Drones (or unmanned aircraft) have truly become the front lines of our current warfare. Although we could certainly discuss the mental health impact on regions of the world where there is a constant fear of high-flying unmanned aircraft that could bomb your house at any moment, we will instead focus on the mental health implications for drone pilots. 

Don’t get me wrong, there are certainly practical advantages for pilots who are removed from the actual combat zone including safety/security, minimization of long deployments, and the ability to go home to a home cooked meal each night. However, despite the practical advantages drone pilots gain, they also experience circumstances that can lead to PTSD. In fact, some of those practical safety factors may actually increase likelihood of cognitive distortions such as survivors guilt, etc., which can serve to increase likelihood of PTSD symptom development.

The act of participating in and surviving combat can be a powerful, emotional experience. For many individuals, the act of killing another person can cause intense mental struggle as they try to make sense of what happened. Sometimes this struggle includes issues related to the the fairness of the fight (they had a weapon, they were already injured, etc.). I’ve listened to several young military men who returned from active combat situations who also wrestled with this issue of fairness. For example, a soldier may have significantly more guilt if the enemy they killed was unarmed or unprepared. This is similar to the idea of a “fair” match in sporting event or competitions. For a drone pilot, since there was no opportunity for the enemy to harm them in anyway it may seem unfair. The emotional experience of killing someone in the line of duty (e.g. as a drone pilot in Florida) and then driving home to their wife and kids safe and sound may also increase feelings of guilt. A depersonalization effect, if you will. It would appear that the lines between theater of war and home become blurred. Confusion between danger of war and safety of home.

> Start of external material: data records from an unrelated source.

PR #156, opened 2021-06-28
8269230: C2: main loop in micro benchmark never executed

rwestrel:
The benchmark loop is roughly:

for (int i = 0; i < limit; i++) {
  if (!(i < max_jint && i > min_jint)) {
    uncommon_trap();
  }
}

which IfNode::fold_compares() tranforms to:

for (int i = 0; i < limit; i++) {
  if (!(i - min_jint - 1 <u -2)) {
    uncommon_trap();
  }
}

Range elimination then adjusts loop limits so the unsigned comparison
can be removed. The new limit is:

min(limit, max(-2 + min_jint + 1, min_jint)) = min(limit, min_jint) = min_jint

and the main loop is never executed.

The logic that protects against overflows during range check
elimination is what causes the main loop to never be executed. As a
fix, I propose delaying IfNode::fold_compares() if the resulting test
compares with a potential negative number which could then cause RC
overflow code to trigger. I think that would preserve the most
interesting cases for IfNode::fold_compares() when it comes to range
check elimination:

i >= 0 && i < array.length

---------
### Progress

### Issue
 * [JDK-8269230](https://bugs.openjdk.java.net/browse/JDK-8269230): C2: main loop in micro benchmark never executed

### Reviewers
 * [Igor Veresov](https://openjdk.java.net/census#iveresov) (@veresov - **Reviewer**)

### Contributors
 * Maurizio Cimadamore `<mcimadamore@openjdk.org>`

### Reviewing

Checkout this PR locally: \
`$ git fetch https://git.openjdk.java.net/jdk17 pull/156/head:pull/156` \
`$ git checkout pull/156`

`$ git checkout pull/156` \
`$ git pull https://git.openjdk.java.net/jdk17 pull/156/head`

</details>

Checkout this PR locally: \
`$ git pr checkout 156`

`$ git pr show -t 156`

</details>

<a href="https://git.openjdk.java.net/jdk17/pull/156.diff">https://git.openjdk.java.net/jdk17/pull/156.diff</a>

</details>

### DIFF
--- a/src/hotspot/share/opto/ifnode.cpp
+++ b/src/hotspot/share/opto/ifnode.cpp
@@ -1011,6 +1011,33 @@ bool IfNode::fold_compares_helper(ProjNode* proj, ProjNode* success, ProjNode* f
       adjusted_lim = igvn->transform(new SubINode(hi, lo));
     }
     hook->destruct(igvn);
+
+    int lo = igvn->type(adjusted_lim)->is_int()->_lo;
+    if (lo < 0) {
+      // If range check elimination applies to this comparison, it includes code to protect from overflows that may
+      // cause the main loop to be skipped entirely. Delay this transformation.
+      // Example:
+      // for (int i = 0; i < limit; i++) {
+      //   if (i < max_jint && i > min_jint) {...
+      // }
+      // Comparisons folded as:
+      // i - min_jint - 1 <u -2
+      // when RC applies, main loop limit becomes:
+      // min(limit, max(-2 + min_jint + 1, min_jint))
+      // = min(limit, min_jint)
+      // = min_jint
+      if (!igvn->C->post_loop_opts_phase()) {
+        if (adjusted_val->outcnt() == 0) {
+          igvn->remove_dead_node(adjusted_val);
+        }
+        if (adjusted_lim->outcnt() == 0) {
+          igvn->remove_dead_node(adjusted_lim);
+        }
+        igvn->C->record_for_post_loop_opts_igvn(this);
+        return false;
+      }
+    }
+
     Node* newcmp = igvn->transform(new CmpUNode(adjusted_val, adjusted_lim));
     Node* newbool = igvn->transform(new BoolNode(newcmp, cond));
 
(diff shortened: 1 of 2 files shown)


vnkozlov:
I have to look but I think RCE mix up unsigned and signed expressions when calculating new limit. `min(limit, min_jint)` should be unsigned I think.

vnkozlov (commented):
I have to look but I think RCE mix up unsigned and signed expressions when calculating new limit. `min(limit, min_jint)` should be unsigned I think.

dean-long:
What does the code tranform to after range check elimination?

rwestrel:
> I have to look but I think RCE mix up unsigned and signed expressions when calculating new limit. `min(limit, min_jint)` should be unsigned I think.

FYI, https://github.com/openjdk/jdk/pull/4362 changes that code but doesn't fix that issue.

rwestrel:
> What does the code transform to after range check elimination?

The main loop body has no test in the final code (with the proposed fix) and performance is on par with other micro benchmarks that this benchmark is compared with.

RCE has logic to handle signed comparisons so I expect that RCE is what removes the i < max_jint and i > min_jint from the main loop body.

vnkozlov (changes requested):
I can't approve this for JDK 17. The issue is performance for very corner case but suggested fix may affect other cases. And this is not a bug IMHO - it is RFE which we should spend more time to investigate. I would suggest to defer it to JDK 18.

vnkozlov:
Okay. Maurizio and Paul explained to me in the bug report that it is very important code pattern in foreign memory API because C2 still does not support RCE over long index loops [8259609](https://bugs.openjdk.java.net/browse/JDK-8259609).
Taking this into account I think it is fine to push it into JDK 17 after testing which I will do.

vnkozlov (commented):
I will test it and approve after that if everything (including performance) is good.

vnkozlov:
Add the test to test/micro/org/openjdk/bench/jdk/incubator/foreign/

vnkozlov:
tier1-3 testing passed. Performance results will be tomorrow.

rwestrel:
> Add the test to test/micro/org/openjdk/bench/jdk/incubator/foreign/

done

mcimadamore:
I tried this patch on my machine - I can confirm it solves the problem, and that the benchmark shows similar numbers in all iterations now. Thanks for taking care of this!

rwestrel:
> > Add the test to test/micro/org/openjdk/bench/jdk/incubator/foreign/
> 
> done

And I added Maurizio as contributor of this change so he gets credit for the test case.

vnkozlov (approved):
Performance results are good - no regression.
You need second review.

veresov (approved):
Looks reasonable

rwestrel:
@vnkozlov @veresov thanks for the reviews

Let’s also take a quick look from a diagnostic perspective at Criterion A description from the DSM-IV TR.
A. The person has been exposed to a traumatic event in which both of the following were present:

(1) the person experienced, witnessed, or was confronted with an event or events that involved actual or threatened death or serious injury, or a threat to the physical integrity of self or others
(2) the person’s response involved intense fear, helplessness, or horror.

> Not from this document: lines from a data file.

PR #162, opened 2021-06-28
JDK-8269426:  Move tests from test/jdk/java/lang/invoke/t8150782 to its parent directory

mlchung:
`test/jdk/java/lang/invoke/t8150782` is the only one using that convention. There are several tests under `<bugid>` directory.  As the tests under `test/jdk/java/lang/invoke/t8150782` are mostly unit tests for `Lookup::accessClass` and `Lookup::findClass`, they can simply be moved to the parent directory.


JornVernee:
Hi Mandy,

It looks like the test in question has some test support files associated with it (p/Foo.java & q/Bar.java). I personally think it's nice if tests like these are in a separate directory, so that it's easier to see which test support files belong to which test (and to avoid potential name clashes when 2 tests want to use a support file with the same name).

How would you feel about dropping just the `t` prefix from the test directory & package names? Then it would match the existing tests in `<bugid>` directories.

mlchung:
That's a fair point.  I personally prefer using a descriptive directory name rather than bug ID since that can give the reader what the tests are intended for.   What about renaming `t8150782` to `accessClassAndFindClass`?

JornVernee:
> That's a fair point. I personally prefer using a descriptive directory name rather than bug ID since that can give the reader what the tests are intended for. What about renaming t8150782 to accessClassAndFindClass?

Me too! That sounds like an excellent idea :)

JornVernee (approved):

mlchung:
Thanks Jorn.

Whether in person or viewed through a computer monitor, drone pilots could still witness numerous occasions of death related to their own actions from millions of miles away. While I certainly will not comment on the ethical implications of drone warfare, I do want to raise awareness of the mental health needs of drone pilots. Just because they sit from the safety of the computer chair, they are certainly not safe from the emotional and psychological dangers of war.